Exploratory Data Analysis is now conducted. Currently, Saving_amount is continuous variable. However, in order to conduct multiple logistic regression, it must be dichotomous. So it was dichotomized along its mean, with \(Y=1\) associated to Saving_amount variables >= mean(Saving_amount) and \(Y=0\) associated with all other Saving_amount variables that do not meet this criteria. This newly dichotomized Saving_amount was then name SA.g. Afterwards, the numeric explanatory variables were z-score normalized and categorical variables were set as factors. Lastly, correlations were investigated for the numerical explanatory variables. There seemed to be no major correlations between the explanatory variables.
Checking_amount Credit_score Age
Checking_amount 1.0000000 0.1892957 0.2974109
Credit_score 0.1892957 1.0000000 0.3280754
Age 0.2974109 0.3280754 1.0000000
Note that the response variable is a binary factor variable that was stored as an integer, with the integer 1 associated with Saving_amount >= mean(Saving_amount), so \(P(Y=1)=P(SA.g=1)\).

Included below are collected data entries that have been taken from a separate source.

PR #131, opened 2024-07-18
feat: ✨ hooks to keep track of proof submitters and the system's price index

TDemeco:
This PR modifies the `proofs-dealer` pallet and the `payment-streams` pallet to add the missing functionality of keeping track of a price index to allow BSPs to charge for their storage correctly.

Modifications to the `proofs-dealer` pallet:
- Add a new storage map to the `proofs-dealer` pallet called `ValidProofSubmittersLastTicks`, that holds for each tick the Provider IDs of the Providers that submitted a valid proof in that tick.
- Add to the `submit_proof` function of the `proofs-dealer` pallet the logic to add the submitter (if the proof is valid) to the aforementioned storage.
- Add two constants to the configuration of the pallet, `TargetTicksStorageOfSubmitters` which determines the target amount of ticks to proof submitters lists to keep in storage (to avoid the storage bloat that we would have if we would just let that grow indefinitely) and `MaxSubmittersPerTick` which explicits the already existing implicit limitation of the maximum amount of proof submissions that we can have in a block (to allow us to bound the storage without arbitrarily limiting the capabilities of the system).
- Add the `on_idle` hook to the pallet which is in charge of, whenever possible because there's leftover weight in a block, deleting as much older valid proof submitters lists as possible, always leaving at least `TargetTicksStorageOfSubmitters` left.
- Add a new trait called `ReadProofSubmittersInterface` and implement it for the `proofs-dealer` pallet. This trait allows other pallets to read from the storage that holds the valid proof submitters of each tick, to execute any logic that requires that information.

Modifications to the `payment-streams` pallet:
- Include PR #117 , which adds a new storage structure to keep track of the block and price index up to which Providers can its users, and removes the now redundant storage of those variables from each payment stream.
- Add a new trait called `SystemMetricsInterface` and implement it for the `providers` pallet (adding a missing `UsedBspsCapacity` storage value to the pallet in the process). This trait allows any pallet to get information about the system. For now, it only includes system utilization (total capacity of the system and total capacity used of the system), but it could be extended to include other metrics.
- Adds two new storage elements: `CurrentPricePerUnitPerBlock` which holds the current price of a provided unit per block (in the case of StorageHub, this would be the price to pay BSPs per storage unit they store, per block) and `AccumulatedPriceIndex`, which is the accumulation of the `CurrentPricePerUnitPerBlock` since genesis (basically, the amount a BSP would have been paid if it has been storing one unit of data since genesis).
- Adds the `on_poll` hook which:
   - Reads the valid proof submitters from last block and updates their last chargeable info (block and price index)
   - Updates the `CurrentPricePerUnitPerBlock` according to a yet-to-be-designed equation
   - Updates the `AccumulatedPriceIndex` by adding the just-updated `CurrentPricePerUnitPerBlock`
- Adds a struct that mocks the `ReadProofSubmittersInterface` in a way that allows for testing the `payment-streams` pallet without dealing with actual proofs.
- Refactors all tests to adapt them to all these changes.


pallets/proofs-dealer/src/lib.rs
```diff
@@ -271,6 +283,19 @@ pub mod pallet {
     #[pallet::getter(fn slashable_providers)]
     pub type SlashableProviders<T: Config> = StorageMap<_, Blake2_128Concat, ProviderIdFor<T>, ()>;
 
+    /// A mapping from block number (tick) to Providers, which is set if the Provider submitted a valid proof in that tick.
+    ///
+    /// This is used to keep track of the Providers that have submitted proofs in the last few
+    /// ticks, where availability only up to the last `TargetTicksStorageOfSubmitters` ticks is guaranteed.
+    /// This storage is then made available for other pallets to use through the `ReadProofSubmittersInterface`.
+    #[pallet::storage]
+    pub type ValidProofSubmittersLastTicks<T: Config> = CountedStorageMap<
```
ffarall, line 292: Is it really worth it using a `CountedStorageMap`? It adds complexity to benchmarking reads and writes.

pallets/proofs-dealer/src/utils.rs
```diff
@@ -620,6 +651,59 @@ where
...
+    /// Trim the storage that holds the Providers that submitted valid proofs in the last blocks until there's
+    /// `TargetBlocksOfProofsStorage` blocks left (or until the remaining weight allows it).
+    ///
+    /// This function is called in the `on_idle` hook, which means it's only called when the block has
+    /// unused weight.
+    ///
+    /// It removes the oldest block from the storage that holds the providers that submitted valid proofs
+    /// in the last blocks as many times as the remaining weight allows it, but at most until the storage
+    /// has `TargetBlocksOfProofsStorage` blocks left.
+    pub fn do_trim_valid_proof_submitters_last_blocks(
```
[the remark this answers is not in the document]
ffarall: Generally speaking, just change block for ticks nomenclature everywhere in this function.

pallets/proofs-dealer/src/utils.rs
```diff
@@ -620,6 +651,59 @@ where
...
+        usable_weight: Weight,
+    ) -> Weight {
+        // Initialize the weight used by this function.
+        let mut used_weight = Weight::zero();
+
+        // Since we are using a double map and we don't know how many Providers are going to exist in each block, we delete
+        // not blocks but chunks of Providers. This means blocks older than "TargetBlocksOfProofsStorage" ago are in an undefined
+        // state and should not be used. This is a trade-off to avoid iterating over all Providers in each block, which could be
+        // computationally expensive.
+        let weight_to_remove_block = T::DbWeight::get().reads_writes(1, 1); // TODO: Benchmark this logic to get the actual weight.
```
ffarall, line 675: We can calculate this now, no need to leave it as a TODO.

pallets/proofs-dealer/src/lib.rs
```diff
@@ -527,5 +555,15 @@ pub mod pallet {
         fn integrity_test() {
             // TODO: Check that the `CheckpointChallengePeriod` is greater or equal to the largest period of a Provider.
         }
+
+        /// This hook is used to trim down the `ValidProofSubmittersLastBlocks` StorageMap up to the `TargetBlocksOfProofsStorage`.
+        ///
+        /// It runs when the block is being finalized (but before the `on_finalize` hook) and can consume all remaining weight.
+        /// It returns the used weight, so it can be used to calculate the remaining weight for the block for any other
+        /// pallets that have `on_idle` hooks.
+        fn on_idle(n: BlockNumberFor<T>, weight: Weight) -> Weight {
```
ffarall, line 564: Add tests for this hook

pallets/proofs-dealer/src/utils.rs
```diff
@@ -620,6 +651,59 @@ where
...
+                .unwrap_or(u32::MAX)
+                .min(blocks_in_storage.saturating_sub(target_blocks));
+
+            // Remove all the blocks that we can.
+            for _ in 0..removable_blocks {
+                // Get the oldest block.
+                let mut available_blocks = ValidProofSubmittersLastTicks::<T>::iter_keys()
+                    .collect::<Vec<BlockNumberFor<T>>>();
+                available_blocks.sort();
+                let oldest_block = available_blocks.first().expect("We checked before how many blocks are available and at least one should be there.");
```
ffarall, line 694: First: don't use expect here. Second, this can actually be optimised by having a variable keeping track of the last deleted tick. It's a small price to pay for avoiding collecting and ordering a vec.

pallets/providers/src/types.rs
```diff
@@ -75,6 +75,7 @@ pub type BalanceOf<T> =
     <<T as Config>::NativeBalance as Inspect<<T as frame_system::Config>::AccountId>>::Balance;
 
 /// BackupStorageProviderId is the type that represents an ID of a Backup Storage Provider, uniquely linked with an AccountId
+/// TODO: We should make these IDs configurable from the runtime...
```
ffarall, line 78: Could be... to what benefit?

pallets/payment-streams/src/mock.rs
```diff
@@ -195,6 +193,23 @@ impl Convert<BlockNumberFor<Test>, Balance> for BlockNumberToBalance {
...
+    type ProviderId = <Test as frame_system::Config>::Hash;
+    type BlockNumber = BlockNumberFor<Test>;
+    type MaxProofSubmitters = ConstU32<1000>;
+    fn get_proof_submitters_for_block(
+        block_number: &Self::BlockNumber,
+    ) -> Option<BoundedBTreeSet<Self::ProviderId, Self::MaxProofSubmitters>> {
+        let mut set = BoundedBTreeSet::<Self::ProviderId, Self::MaxProofSubmitters>::new();
+        // We convert the block number + 1 to the corresponding Provider ID, to simulate that the Provider submitted a proof
+        <StorageProviders as ProvidersInterface>::get_provider_id(*block_number + 1)
+            .map(|id| set.try_insert(id));
```
ffarall, line 208: How is this supposed to simulate many providers submitting proofs?

pallets/payment-streams/src/utils.rs
```diff
@@ -547,177 +550,253 @@ where
...
-                .checked_mul(&dynamic_rate_payment_stream.amount_provided.into())
-                .ok_or(Error::<T>::ChargeOverflow)?;
-
-            // Check the free balance of the user
-            let user_balance = T::NativeBalance::reducible_balance(
-                &user_account,
-                Preservation::Preserve,
-                Fortitude::Polite,
-            );
+            // Note: If the last chargeable price index is less than the last charged price index, we charge 0 to the user
```
ffarall, line 641:
```suggestion
            // Note: If the last chargeable price index is less than the last charged price index, we charge 0 to the user, because that would be an impossible state.
```

pallets/payment-streams/src/utils.rs
```diff
@@ -547,177 +550,253 @@ where
...
+        // If there are any proof submitters in the last tick
+        if let Some(proof_submitters) = proof_submitters {
+            // See if we have enough weight limit to process all Providers
+            let weight_per_provider = T::DbWeight::get().reads_writes(1, 1);
+            let weight_limit = weight.remaining();
+            let max_providers = weight_limit
+                .checked_div_per_component(&weight_per_provider)
+                .unwrap_or(0);
+            // If we do have enough weight, update all Providers
+            if proof_submitters.len().try_into().unwrap_or(u64::MAX) <= max_providers {
```
ffarall, line 749: This check is not really needed here, as this executes in `on_poll`. Surely there would be enough weight. But more importantly, this HAS to execute here, otherwise providers would have missed their chance to charge for a submitted proof.

pallets/payment-streams/src/utils.rs
```diff
@@ -547,177 +550,253 @@ where
...
+        let _total_used_capacity =
+            <T::ProvidersPallet as SystemMetricsInterface>::get_total_used_capacity();
+        weight.consume(T::DbWeight::get().reads(1));
+
+        // Get the total capacity of the network
+        let _total_capacity = <T::ProvidersPallet as SystemMetricsInterface>::get_total_capacity();
+        weight.consume(T::DbWeight::get().reads(1));
+
+        // Calculate the current price per unit per block
+        // TODO: Once the curve of price per unit per block is defined, implement it here
```
ffarall, line 779: Create a task in notion for this, and talk to Santi to set priority for it.

ffarall (changes requested):

pallets/payment-streams/src/mock.rs
TDemeco: It does not, but I couldn't find an elegant way to do that, mostly because this registers Provider IDs which have randomness in them, which even if it's mocked it changes block by block so it's difficult to hardcode values here. For example if in a test I register Alice first and Bob second they would have different Provider IDs that if I register Bob first and Alice second

pallets/proofs-dealer/src/lib.rs
TDemeco: If we add the variable that keeps track of the last deleted tick we don't need to know how many ticks are stored, we can just make sure we only delete up to the `ChallengesTicker - TargetTicksStorageOfSubmitters` tick

pallets/providers/src/types.rs
TDemeco: I thought about this mostly because this pallet is not the only pallet using IDs, although we could also argue that since the `storage-providers` pallet is the handler of IDs, other pallets should have generics and interact with this one through the existing interfaces... both seem valid to me

pallets/proofs-dealer/src/lib.rs
TDemeco: I added a few, I could come up with a few more but they would be mostly redundant. Let me know if there's an specific scenario that you want tested

ffarall (approved):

Next, the Multiple logistic regression is fitted.
Multiple logistic regression was conducted. Interpretations of the results are withheld until the after a model selection procedure is conducted. The final model will be the one the one which minimizes AIC the most. First the Full model was investigated. After, a reduced model, based off the information from that MLR, as well as a model created through automatic variable selection was investigated. The summary of there relevant statistics follows. Their goodness-of-fit measures are then compared. Lastly, the final model chosen, based off these measures, is interpreted. The automatic variable selection procedure is revealed before the goodness-of-fit measures are compared. Its choice of final model is based on an AIC value that has been minimized the most by a particular model. To clarify, the initial model explored for this research is (SA.g) = \(\beta_0\) + \(\beta_1*\)(Credit_score) + \(\beta_2*\)(Checking_amount) + \(\beta_3*(Age)\) + \(\beta_4*(Gender)\) + \(\beta_5*(Marital_status)\) + \(\epsilon\).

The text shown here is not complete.